As a positive electrode active material which is a main constituent of the positive electrode
Include lithium-containing transition metal oxides and lithium-containing phosphorus.
Acid salt, lithium-containing sulfate, etc., alone or in combination
Is preferred. Lithium-containing transition metal oxide
The general formula Li_yCo_1-xM _xO₂, Li_yNi_1-xM
_xO₂, Li_yMn_2-xM_XO_Four(M is from I to VIII
Metal (for example, Li, Ca, Cr, Ni, Fe, Co
X value indicating the amount of substitution of different elements)
Is effective up to the maximum amount that can be replaced, but is preferable
Or, in terms of discharge capacity, 0 ≦ x ≦ 1. Also, Richiu
For the y value, which indicates the amount of lithium, use lithium reversibly
The maximum amount is effective, preferably 0 from the viewpoint of discharge capacity.
≦ y ≦ 2. ), But is not limited to these
Not something.

Other positive electrode active materials may be mixed with the lithium-containing compound, and other positive electrode active materials include Group I compounds such as CuO, Cu ₂ O, Ag ₂ O, CuS, and CuSO _4. IV of metal compounds, TiS ₂ , SiO ₂ , SnO, etc.
Group metal compound, V ₂ O ₅ , V ₆ O ₁₂ , VO _x , Nb ₂ O ₅ , B
Group V metal compounds such as i ₂ O ₃ and Sb ₂ O ₃ , CrO ₃ and Cr ₂
Group VI metal compounds such as O ₃ , MoO ₃ , MoS ₂ , WO ₃ , and SeO ₂ , Group VII metal compounds such as MnO ₂ , Mn ₂ O ₃ , Fe ₂ O ₃ , FeO, Fe ₃ O ₄ , and Ni ₂ O ₃ , NiO,
Group VIII metal compounds such as CoO ₃ and CoO, or
General formula Li _x MX ₂ , Li _x MN _y X ₂ (M and N are from I to V
Group III metal, X represents a chalcogen compound such as oxygen or sulfur. ) Or the like, for example, a metal compound such as a lithium-cobalt-based composite oxide or a lithium-manganese-based composite oxide, and a conductive high material such as disulfide, polypyrrole, polyaniline, polyparaphenylene, polyacetylene, or polyacene-based material. Examples thereof include molecular compounds and quasi-graphite structure carbonaceous materials, but are not limited thereto.
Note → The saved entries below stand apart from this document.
PR #5827, opened 2020-09-25
Allocate builder to decorations

ShadowProtocol:
* Decorations now transition to a build screen after placement
* The resources of the decoration can be seen, and the builder can be allocated
* A confirming message is sent to the players when a decoration is placed
* Decoration names have simplified names in some places (removed the long "schematics/decorations/" prefix)
- To be ported

Review please


ravenbuilder934:
If it has a build screen, does this mean it also has Deconstruct?

ShadowProtocol:
No. This is primarily so you can allocate a builder on placement. MineColonies code doesn't actually track the decoration after it has been completed, so a deconstruct would be impossible.

ravenbuilder934:
Ah, okay

src/main/java/com/minecolonies/coremod/network/messages/server/BuildToolPlaceMessage.java
```diff
@@ -301,7 +309,10 @@ private static void handleDecoration(
                 }
             }
 
-            colony.getWorkManager().addWorkOrder(new WorkOrderBuildDecoration(schem, woName, rotation, buildPos, mirror), false);
+            WorkOrderBuildDecoration woDeco = new WorkOrderBuildDecoration(schem, woName, rotation, buildPos, mirror);
+            if (!builder.equals(BlockPos.ZERO)) woDeco.setClaimedBy(builder);
```
Raycoms: can we get the parenthesis here?

src/main/java/com/minecolonies/coremod/network/messages/server/BuildToolPlaceMessage.java
```diff
@@ -104,6 +105,8 @@ public BuildToolPlaceMessage(
         this.state = state;
     }
 
+    public BlockPos getPos() { return pos; }
```
Raycoms: potentially this properly formatted too

Raycoms: To be fair. I think it is not a good idea to give the window the message. Properly better to just give the window all the data it needs in the constructor instead of giving it the message and adding a getter here.

ShadowProtocol: Fair enough, I was tossing that one up anyway. Personally I prefer passing the object to save the long argument list, especially seeing that we still need to construct the message anyway. This way the message is being instantiated in a single place. I could also just pass in the builder BlockPos as a single extra argument to the Window? 
EDIT: although I did forget to lock access for the builder variable back to private. Oh nvm I needed that access.

Raycoms: that also works

Raycoms:
:shipit: 

[Approved with PullApprove](https://pullapprove.com/ldtteam/minecolonies/pull-request/5827/?utm_source=github-pr&utm_medium=comment-badge&utm_campaign=ldtteam/minecolonies)

src/main/java/com/minecolonies/coremod/client/gui/WindowBuildDecoration.java
```diff
@@ -0,0 +1,310 @@
...
+            return;
+        }
+
+        builders.clear();
+        builders.add(new Tuple<>(LanguageHandler.format("com.minecolonies.coremod.job.Builder") + ":", BlockPos.ZERO));
+        builders.addAll(colony.getBuildings().stream()
+                .filter(build -> build instanceof AbstractBuildingBuilderView && !((AbstractBuildingBuilderView) build).getWorkerName().isEmpty()
+                        && !(build instanceof BuildingMiner.View))
+                .map(build -> new Tuple<>(((AbstractBuildingBuilderView) build).getWorkerName(), build.getPosition()))
+                .collect(Collectors.toList()));
```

For the negative electrode, it is possible to use other carbonaceous materials in addition to the negative electrode active material for a battery of the present invention. Among them, graphite is preferable because it has an operating potential extremely close to that of metallic lithium, and thus self-discharge can be reduced and irreversible capacity during charge and discharge can be reduced when a lithium salt is used as an electrolyte salt.
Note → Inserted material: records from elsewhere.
PR #5839, opened 2020-09-27
Feature/partial chunkload

Raycoms:
- Keep the colony chunks loaded as long as an owner/officer etc is around.
- Fix some banner pathing issues
-

Review please

### DIFF
--- a/src/api/java/com/minecolonies/api/configuration/CommonConfiguration.java
+++ b/src/api/java/com/minecolonies/api/configuration/CommonConfiguration.java
@@ -53,6 +53,7 @@ public class CommonConfiguration extends AbstractConfiguration
     public final ForgeConfigSpec.BooleanValue disableCitizenVoices;
     public final ForgeConfigSpec.IntValue     diseaseModifier;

In addition to the negative electrode active material for batteries of the present invention and other carbonaceous materials, metal oxides such as tin oxide and silicon oxide, phosphorus, boron and amorphous carbon are added to the negative electrode. It is also possible to do quality. In particular, by modifying the surface of the carbonaceous material by the above method, decomposition of the electrolytic solution can be suppressed and battery characteristics can be improved, which is preferable. Furthermore, in addition to the above-mentioned negative electrode active material for batteries and other carbonaceous materials, lithium metal such as lithium metal, lithium-aluminum, lithium-lead, lithium-tin, lithium-aluminum-tin, lithium-gallium, and wood alloy. It is also possible to insert lithium in combination with a contained alloy or the like, or to electrochemically reduce lithium into the negative electrode active material for a battery or another carbonaceous material of the present invention in advance.
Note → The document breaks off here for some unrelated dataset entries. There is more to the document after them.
PR #5852, opened 2020-10-01
Break up big crafting jobs

Mekle001:
- Break crafting jobs into chunks based on the ingredients fitting in the inventory of the crafter

This resolves the problem with cases where a crafting job requires more slots to load the recipe than the citizen has available.  this becomes very visible when the recipe uses an ingredient with a maxStackSize of 1, and the output stacks higher than the number of inventory slots on the citizen. 

Today, we have a special recipe for level 3 bakery that uses water bottles, and making a stack of that recipe needs 32 of those, with a total slot requirement of 33 + 1 for output.

The solution is to recognize the max recipe iterations we can load inputs for, and instead of creating a single crafting job of the full amount, calculate the maximum size we can process, and break it up into batches of that or smaller to accomplish the task. 

Review please


marchermans (changes requested):
This pr needs a lot more documentation. What does this achieve and how? Why does this resolver behave differently then before. What adverse effects are there when this PR is pulled?

src/main/java/com/minecolonies/coremod/colony/requestsystem/resolvers/core/AbstractCraftingRequestResolver.java
```diff
@@ -242,20 +245,60 @@ protected boolean createsCraftingCycle(
...
+        final AbstractResearchEffect<Double> researchEffect =  manager.getColony().getResearchManager().getResearchEffects().getEffect(INV_SLOTS, AbstractResearchEffect.class);
+        final int maxSlots = (27 + researchEffect.getEffect().intValue()) - (27 + researchEffect.getEffect().intValue()) % 8;  // retaining 1 slot per row for 'overhead'
+
+        int recipeExecutionsCount = (int) Math.ceil((double) count / requestStack.getCount());
+        int minRecipeExecutionsCount = (int) Math.ceil((double) minCount / requestStack.getCount());
+        int batchSize = recipeExecutionsCount;
+        int totalSlots = Integer.MAX_VALUE;
+
+        //Calculate how many slots are needed, and figure out the maximum number of iterations we can load inputs for into inventory
+        while (totalSlots > maxSlots) {
```
Raycoms: formatting

src/main/java/com/minecolonies/coremod/colony/requestsystem/resolvers/core/AbstractCraftingRequestResolver.java
```diff
@@ -242,20 +245,61 @@ protected boolean createsCraftingCycle(
             return null;
         }
 
-        return createRequestsForRecipe(manager, craftableCrafting.getPrimaryOutput(), count, minCount);
+        return createRequestsForRecipe(manager, craftableCrafting, count, minCount);
     }
 
+    /**
+     * Create the crafting request entries for the overall request
+     * Will produce multiple, if the inputs don't all fit in the crafters inventory.
```
Raycoms: I think the word "input" might be what is confusing people about the doc. Better call it "ingredients" for a recipe.

Raycoms:
@OrionDevelopment the problem is that the worker tries to craft one entire stack of the recipe first. So it will try to fill up its inventory with the ingredients and will fail (because if it needs a lot of non stackable items for example). Thus, what is should do instead is calculate good batches.

@Mekle001 I just thought about another problem. When crafting shields for example, the input is stackable but the output isn't we need something for this too.

Mekle001:
@Raycoms Output stackability is interesting. Should be a relatively easy fix.

marchermans:
Okey this is much better documented

marchermans:
Once he adds the output logic I will review it again.

Raycoms:
:shipit: should be ready @OrionDevelopment 

[Approved with PullApprove](https://pullapprove.com/ldtteam/minecolonies/pull-request/5852/?utm_source=github-pr&utm_medium=comment-badge&utm_campaign=ldtteam/minecolonies)

src/main/java/com/minecolonies/coremod/colony/requestsystem/resolvers/core/AbstractCraftingRequestResolver.java
```diff
@@ -242,20 +245,62 @@ protected boolean createsCraftingCycle(
...
         }
 
-        return createRequestsForRecipe(manager, craftableCrafting.getPrimaryOutput(), count, minCount);
+        return createRequestsForRecipe(manager, craftableCrafting, count, minCount);
     }
 
+    /**
+     * Create the crafting request entries for the overall request
+     * Will produce multiple, if the ingredients don't all fit in the crafters inventory. 
+     * @param manager
```
marchermans: If you add the javadoc, then also make it complete.

marchermans (changes requested):

src/main/java/com/minecolonies/coremod/colony/requestsystem/resolvers/core/AbstractCraftingRequestResolver.java
Mekle001: Done

marchermans (approved):

marchermans:
Build is failing. But overall Okey.

PR #9150, opened 2023-05-22
Ask if bug reports are for SP or MP

uecasm:
- Explicitly ask whether bug reporters are playing SP or MP

Review please (could port)


Raycoms (approved):

uecasm:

It is also possible to modify at least the surface layer portion of the powder of the positive electrode active material and the powder of the negative electrode active material with a material having good electron conductivity or ion conductivity, or a compound having a hydrophobic group. For example, gold, silver, carbon, nickel, copper and other substances with good electron conductivity, lithium carbonate,
A material having good ion conductivity such as boron glass and a solid electrolyte, or a material having a hydrophobic group such as silicone oil may be applied by applying techniques such as plating, sintering, mechanofusion, vapor deposition, and baking.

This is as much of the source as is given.